PR #16691, opened 2023-04-25
fix: Only include generated web component files into generated-imports

Artur-:


flow-server/src/test/java/com/vaadin/flow/server/frontend/NodeUpdaterTest.java
```diff
@@ -84,22 +84,28 @@ public void execute() {
     }
 
     @Test
-    public void getGeneratedModules_should_excludeByFileName()
+    public void getGeneratedModules_should_includeWebComponents()
```
caalador, line 87:
```suggestion
    public void getGeneratedModules_should_includeOnlyWebComponents()
```
Only webcomponents should be added an no others.

caalador (commented):
Does this change anything apart from mistaken imports due to old files in generated folder?

Artur-:
It only prevents extra files from being included, if they happen to be in the flow folder

caalador (approved):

☆ ☆ ☆ ☆

▶ **WHAT IS EXPECTED**
Please copy out the records exactly as they appear.

▶ **EXERCISE RESPONSE**
PR #16691, opened 2023-04-25
fix: Only include generated web component files into generated-imports

Artur-:


flow-server/src/test/java/com/vaadin/flow/server/frontend/NodeUpdaterTest.java
```diff
@@ -84,22 +84,28 @@ public void execute() {
     }
 
     @Test
-    public void getGeneratedModules_should_excludeByFileName()
+    public void getGeneratedModules_should_includeWebComponents()
```
caalador, line 87:
```suggestion
    public void getGeneratedModules_should_includeOnlyWebComponents()
```
Only webcomponents should be added an no others.

caalador (commented):
Does this change anything apart from mistaken imports due to old files in generated folder?

Artur-:
It only prevents extra files from being included, if they happen to be in the flow folder

caalador (approved):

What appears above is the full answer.